Asesmen lapangan menghadirkan dua asesor, yakni Rina Astini dan Mukaram, yang melakukan verifikasi serta konfirmasi terhadap data Laporan Evaluasi Diri (LED) dan Dokumen Kinerja Program Studi (DKPS). Proses ini menitikberatkan pada kesesuaian antara dokumen dengan implementasi nyata di lapangan, mencakup aspek tata kelola, pembelajaran, luaran, hingga kerja sama.
Kegiatan pembukaan berlangsung dengan khidmat dan dihadiri jajaran pimpinan universitas, Badan Pembina Harian (BPH), fakultas, serta sivitas akademika. Ketua BPH UMPWR, Muh. Hamidi, menegaskan bahwa asesmen lapangan bukan sekadar proses penilaian administratif, melainkan ruang refleksi dan pembelajaran institusi.
Ia menyampaikan bahwa budaya mutu harus dibangun dengan keikhlasan, keterbukaan, dan semangat kolektif untuk terus berkembang. Menurutnya, proses ini menjadi momentum penting untuk mendorong Program Studi Manajemen semakin unggul, adaptif, dan berwawasan Islami dalam menjawab kebutuhan masyarakat.
“Asesmen ini bukan sekadar penilaian, melainkan momentum untuk membentuk Program Studi Manajemen yang makin unggul, adaptif, berwawasan Islami, dan berdampak bagi masyarakat. Kami berharap seluruh tim menjalani proses ini dengan terbuka dan ikhlas demi meraih hasil terbaik,” tegasnya.
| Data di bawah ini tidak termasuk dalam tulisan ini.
Issue #57, opened 2023-03-23
Confirmation dialog for "Delete All" history button


sintezcs:
Please add a confirmation dialog for the "Delete All history" button. I accidentally clicked it, and it removed all my history, which I didn't want to do. 
A confirmation for deleting a single conversation may also be useful.

carlrobertoh:
Hi @sintezcs, I'm sorry to hear that.
This was actually something that I was expecting to happen to someone sooner or later.
I will try to add the dialog in the upcoming days.

FYI: This is a good time to update the plugin to 1.7.0 - https://plugins.jetbrains.com/plugin/21056-codegpt/versions/stable/310112

PR #59, opened 2023-03-23
Confirmation dialogs for deleting conversations

sintezcs:
A fix for this issue: https://github.com/carlrobertoh/CodeGPT/issues/57

Show a confirmation dialog when clicking the "Delete Conversation" and "Delete All" buttons in the "Conversation History" tab. This will prevent the accidental removal of conversations that may be important for a user.


carlrobertoh:
Thank you!

PR #64, opened 2023-03-28
Change how placeholder text is displayed and hidden

arcticlinux:
- based on the IntelliJ Platform UI Guidelines https://jetbrains.design/intellij/controls/input_field/#placeholder "Hide the placeholder when the user starts typing, not when the input field gets the focus."
- remove focus event and listener

I was running into an issue where if you paste by using middle click in Linux, the placeholder text would not be erased first, and the pasted text and the placeholder end up being combined.

### DIFF
--- a/src/main/java/ee/carlrobert/codegpt/toolwindow/components/TextArea.java
+++ b/src/main/java/ee/carlrobert/codegpt/toolwindow/components/TextArea.java
@@ -8,18 +8,16 @@ import com.intellij.ui.components.JBTextArea;
 import com.intellij.util.ui.JBUI;
 import icons.Icons;
 import java.awt.event.ActionListener;
-import java.awt.event.FocusEvent;
-import java.awt.event.FocusListener;
 import javax.swing.JButton;
 import javax.swing.JScrollPane;
 
 public class TextArea extends JBTextArea {
 
   public TextArea(Runnable onSubmit, JScrollPane textAreaScrollPane) {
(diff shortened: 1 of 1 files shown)


arcticlinux:
I don't think the `StatusVisibleFunction` part of this pull request is required any longer, I will test and update the branch.

arcticlinux:
I have reduced the pull request and commit to the minimum change required, it should be simpler to review now.

carlrobertoh:
Foreground color needs to be set to `JBColor.BLACK`, otherwise the inserted text color remains gray.
Previously it was handled inside the focus callbacks.
Screen Shot 2023-03-28 at 23 21 56

arcticlinux:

Rektor UMPWR, Teguh Wibowo, dalam sambutannya menyoroti perkembangan signifikan yang ditunjukkan oleh Program Studi Manajemen. Ia menyebutkan bahwa prodi ini termasuk salah satu dengan peminat tertinggi, serta memiliki daya saing yang terus meningkat, baik dari sisi akademik maupun jejaring kerja sama.
“Perkembangan Program Studi Manajemen menunjukkan tren yang sangat baik. Minat calon mahasiswa terus tumbuh, kolaborasi internasional telah terjalin, dan masa tunggu lulusan relatif singkat, kurang dari enam bulan. Ini menunjukkan bahwa budaya mutu yang dibangun memberikan dampak nyata,” ujarnya.
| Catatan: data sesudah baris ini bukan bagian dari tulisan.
Issue #72, opened 2023-04-02
Add a custom prompt on the left side of the input box.


MiniFullC:
Very useful! Thank you to the author~ I have a suggestion: 
Add a custom prompt on the left side of the input box, as shown in the picture:

![image](https://user-images.githubusercontent.com/37063727/229363932-819a647c-107b-4ff0-81de-84861c051d6b.png)

You can look at [awesome-chatgpt-prompts](https://github.com/f/awesome-chatgpt-prompts) to find interesting features to import into the app.

It would be great to be able to import prompts from a custom CSV file, just like the **prompts.csv** file in this repository.

The suggestion is to use the forward slash shortcut key to conveniently use prompts.

carlrobertoh:
Hi, thank you for the feature request!

This seems like a nice idea altho some of these prompts are rather useless when it comes to developer experience (e.g. "act as a rival chess player"). Also there are some plans replacing the Java Swing components (JTextArea and JButton) with browser based components and that might complicate few things. 

However, I'm planning on adding a support for overriding the request params and these system lvl prompts can be one of the things that user could override altho you don't get that nice user experience as shown in the picture.

PR #83, opened 2023-04-11
Editable system role 

FxProjects:
image
image
image
I added the ability to change the parameter for the system role. which allows you to more accurately and conveniently configure the bot and specify its behavioral data

### DIFF
--- a/src/main/java/ee/carlrobert/codegpt/action/ActionsUtil.java
+++ b/src/main/java/ee/carlrobert/codegpt/action/ActionsUtil.java
@@ -12,6 +12,7 @@ import com.intellij.openapi.project.Project;
 import ee.carlrobert.codegpt.util.FileUtils;
 import java.util.LinkedHashMap;
 import java.util.Map;
+import java.util.concurrent.atomic.AtomicInteger;
 
 public class ActionsUtil {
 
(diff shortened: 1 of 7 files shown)


FxProjects:
image
image
image
And add abiluty to define by user custom hotkeys for actions 
image

carlrobertoh:
Thank you for contributing!

First of all, I'd love if these two distinct features have a separate pull requests.

Secondly, the system role messages aren't really part of the toolwindow's logic i.e. it should be configurable while overriding the API request params (which in fact doesn't exist today). Request param overriding should be done inside the plugin's settings, similarly how selected code actions are configured. Also, there is an [open ticket](https://github.com/carlrobertoh/CodeGPT/issues/72) for that.

Thirdly, the key mappings should also include actions such as submitting the input, copying/replacing the generated code, navigating between main tabs(Chat/Conversation History), selecting the previous conversation etc. However, I'm also happy to accept the partial logic for it.

Lastly, try to keep the code changes as minimal as possible (e.g. don't commit the file if it only includes the code formatting). Also, I'm trying to follow the [Google Java Style Guide](https://google.github.io/styleguide/javaguide.html) since the plugin doesn't specify any code style rules.

FxProjects:
To be honest, I don’t write in java at all, but I’ll definitely read and improve my skills for the future and try to comply with these standards.
I understand that here you can really make a huge functionality and it will take a lot of time and I have no right to demand these functions from you, so I tried to do it myself as it turned out and shared who might need it as developments.

carlrobertoh:
That's perfectly fine! 🙂 

For example, I'm happy to accept the logic for the actions key mappings if you tidy up the code a bit and lose the other functionality(or create another PR for it).

jmckenzie-dev:
`I'm happy to accept the logic for the actions key mappings`
Just want to chime in and say: this would make me a _very happy ideaVim user_. 😀 

Appreciate the plugin and appreciate the work on adding these key mappings. Super impressed with all of it!

carlrobertoh:
@jmckenzie-dev I will try to add the basic key mappings next week.

carlrobertoh:
@jmckenzie-dev Key mappings are now available in version 1.10.7 (pending Jetbrains approval).

jmckenzie-dev:
🎉 

That's freaking awesome. Thanks!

Dari sisi asesor, proses asesmen dipahami sebagai bagian dari pembinaan mutu yang berkelanjutan. Rina Astini menegaskan bahwa asesmen dilakukan secara objektif dan transparan, dengan tujuan membuka ruang perbaikan.
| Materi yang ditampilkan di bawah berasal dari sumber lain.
PR #111, opened 2023-05-18
Add custom API host to allow users to set up reverse proxy for OpenAI…

funv5:
To make it easier for users to set up reverse proxy for OpenAI's custom domain API host, we can add a custom API host text box on the settings page, allowing users to enter the API host they want to use.


carlrobertoh:
@ydf This functionality already exist in the latest version.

“Kami hadir untuk melakukan konfirmasi terhadap data yang telah disampaikan dalam LED. Proses akreditasi dilakukan secara terbuka sehingga program studi dapat menyampaikan kondisi yang sebenarnya. Kami tidak datang untuk menghakimi, tetapi untuk membuka ruang perbaikan dan pengembangan agar kualitas program studi semakin meningkat,” jelasnya.
Senada dengan itu, Mukaram menekankan pentingnya prinsip continuous improvement sebagai fondasi dalam pengembangan program studi.
“Kehadiran kami di sini selain untuk bersilaturahmi juga melakukan konfirmasi terhadap data yang telah dikirimkan ke LAMEMBA. Semangat yang dibangun adalah continuous improvement, sehingga setiap proses yang dijalankan diharapkan selalu lebih baik dari sebelumnya,” ungkapnya.
Pelaksanaan asesmen lapangan ini sekaligus menjadi cerminan kesungguhan sivitas akademika UMPWR dalam membangun tata kelola pendidikan tinggi yang berkualitas. Tidak hanya berorientasi pada capaian akreditasi unggul, tetapi juga pada keberlanjutan mutu yang berdampak bagi masyarakat luas.
Melalui ikhtiar ini, UMPWR menegaskan posisinya sebagai perguruan tinggi Muhammadiyah yang konsisten menghadirkan pendidikan berkualitas, berdaya saing, serta berlandaskan nilai-nilai keislaman dalam setiap proses pengembangannya.